No time right now for me to dig into the interesting and important discussion on how we should orient vertebrae (here and here so far) – that will be coming soon. In the meantime, here’s something else.

As printed, in one of WesternU’s 3D printers.

Coming off the tray.

Cleaned up and in my hand. This is a 70% scale print, so a little smaller than the original, but all the important morphology is clear enough. For one thing, I can finally make sense of the dorsal views of the vertebra.

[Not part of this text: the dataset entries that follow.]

PR #2803, opened 2026-06-17
refactor: remove dead resolveGroupIpcPath

sturdy4days:
## What
`resolveGroupIpcPath` in `group-folder.ts` has no production callers — only its own test references it. IPC was removed in the v2 architecture (host and container communicate solely through the two session DBs), so the path helper is dead.

## How it works
Remove the function, the now-unused `DATA_DIR` import, and the two tests that only exercised it. `resolveGroupFolderPath` and the validators are untouched.

## How it was tested
`group-folder.test.ts` passes; host typecheck passes (confirming no remaining references).


gavrielc:
Thanks for the cleanup!

PR #2804, opened 2026-06-17
fix(cli): ncl messaging-groups create always throws (NOT NULL instance)

sturdy4days:
## What
Every `ncl messaging-groups create` throws `NOT NULL constraint failed: messaging_groups.instance` — the CLI create path is completely dead.

## Why
The `messaging-group` resource's columns omit `instance`, but the schema declares `instance TEXT NOT NULL` (migration 016). `genericCreate` builds the INSERT only from the declared columns, so it emits no `instance` value and the insert fails.

## How it works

I have been astonished at how useful a 3D print can be as an aid to thought. The caudals of the Snowmass Haplocanthosaurus are among the smallest sauropod vertebrae I’ve spent a lot of time with, and they’re still heavy enough and fragile enough that I don’t just whip them out and twirl them around in my fingers. But I can do that with the 3D prints, and it really helps ram the morphology home in my brain. There are a thousand subtle things I might not otherwise have noticed if I hadn’t been able to turn those shapes over easily in my hand. Not to mention the other things you can do with prints, like physically sculpt on them without gooping up your fossils (we’re midway through step #8 from that post, BTW).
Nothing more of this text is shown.